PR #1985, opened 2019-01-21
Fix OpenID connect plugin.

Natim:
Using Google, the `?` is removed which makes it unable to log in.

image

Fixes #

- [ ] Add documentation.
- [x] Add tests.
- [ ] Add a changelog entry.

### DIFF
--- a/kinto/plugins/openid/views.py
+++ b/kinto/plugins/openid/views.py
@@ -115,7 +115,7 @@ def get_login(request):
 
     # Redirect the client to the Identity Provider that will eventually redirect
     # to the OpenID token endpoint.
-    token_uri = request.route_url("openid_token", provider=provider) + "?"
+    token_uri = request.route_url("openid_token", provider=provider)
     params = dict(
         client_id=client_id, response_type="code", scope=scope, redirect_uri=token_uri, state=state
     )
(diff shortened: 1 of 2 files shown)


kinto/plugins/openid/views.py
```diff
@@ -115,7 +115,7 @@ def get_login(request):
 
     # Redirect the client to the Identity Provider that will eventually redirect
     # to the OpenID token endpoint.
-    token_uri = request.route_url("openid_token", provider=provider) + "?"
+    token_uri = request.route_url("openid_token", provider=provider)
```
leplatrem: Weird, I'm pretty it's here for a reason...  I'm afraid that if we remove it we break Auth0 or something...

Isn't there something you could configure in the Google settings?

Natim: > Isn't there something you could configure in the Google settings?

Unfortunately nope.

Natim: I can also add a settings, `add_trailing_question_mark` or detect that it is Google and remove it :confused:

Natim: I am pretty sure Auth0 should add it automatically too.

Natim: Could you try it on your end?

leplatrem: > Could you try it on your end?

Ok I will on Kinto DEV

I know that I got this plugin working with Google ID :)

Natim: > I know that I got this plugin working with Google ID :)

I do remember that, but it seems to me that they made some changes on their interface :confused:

▬▬▬▬▬▬▬▬▬▬

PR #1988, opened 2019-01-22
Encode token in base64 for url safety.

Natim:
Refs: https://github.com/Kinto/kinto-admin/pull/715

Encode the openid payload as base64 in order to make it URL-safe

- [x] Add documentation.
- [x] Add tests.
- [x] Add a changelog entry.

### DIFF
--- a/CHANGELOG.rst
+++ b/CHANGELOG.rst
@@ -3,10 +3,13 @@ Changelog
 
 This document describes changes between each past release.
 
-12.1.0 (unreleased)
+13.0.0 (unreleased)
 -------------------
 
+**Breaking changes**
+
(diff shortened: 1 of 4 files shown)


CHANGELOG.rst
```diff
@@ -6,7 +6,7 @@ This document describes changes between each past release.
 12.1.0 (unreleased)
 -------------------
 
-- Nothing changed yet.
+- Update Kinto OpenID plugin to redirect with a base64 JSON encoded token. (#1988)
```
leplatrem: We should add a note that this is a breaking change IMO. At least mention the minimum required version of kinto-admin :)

▬▬▬▬▬▬▬▬▬▬

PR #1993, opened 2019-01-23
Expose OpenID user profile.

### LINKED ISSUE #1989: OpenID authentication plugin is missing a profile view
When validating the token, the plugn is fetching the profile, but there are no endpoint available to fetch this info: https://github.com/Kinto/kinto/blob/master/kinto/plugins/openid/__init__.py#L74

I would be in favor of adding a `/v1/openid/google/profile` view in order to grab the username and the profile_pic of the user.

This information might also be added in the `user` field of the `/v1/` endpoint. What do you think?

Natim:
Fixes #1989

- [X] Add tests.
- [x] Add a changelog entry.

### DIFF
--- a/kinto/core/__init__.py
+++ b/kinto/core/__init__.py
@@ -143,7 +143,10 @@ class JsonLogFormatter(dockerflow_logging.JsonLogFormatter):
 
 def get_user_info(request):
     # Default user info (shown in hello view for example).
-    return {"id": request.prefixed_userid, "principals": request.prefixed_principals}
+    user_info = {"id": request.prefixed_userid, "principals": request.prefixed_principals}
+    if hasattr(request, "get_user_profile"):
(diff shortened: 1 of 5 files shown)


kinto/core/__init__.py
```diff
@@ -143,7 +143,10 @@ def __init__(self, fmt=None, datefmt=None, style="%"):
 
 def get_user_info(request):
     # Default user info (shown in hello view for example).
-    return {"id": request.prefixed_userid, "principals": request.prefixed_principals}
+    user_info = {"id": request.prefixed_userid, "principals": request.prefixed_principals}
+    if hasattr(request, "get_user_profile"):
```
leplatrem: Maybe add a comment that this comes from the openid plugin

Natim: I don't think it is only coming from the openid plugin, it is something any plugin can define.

▬▬▬▬▬▬▬▬▬▬

EXERCISE
Look in the material above for the line with "Natim: I can" and the line with "I do remember", and transcribe exactly those lines and all lines between them, nothing more.

RESULT
Natim: I can also add a settings, `add_trailing_question_mark` or detect that it is Google and remove it :confused:

Natim: I am pretty sure Auth0 should add it automatically too.

Natim: Could you try it on your end?

leplatrem: > Could you try it on your end?

Ok I will on Kinto DEV

I know that I got this plugin working with Google ID :)

Natim: > I know that I got this plugin working with Google ID :)

I do remember that, but it seems to me that they made some changes on their interface :confused:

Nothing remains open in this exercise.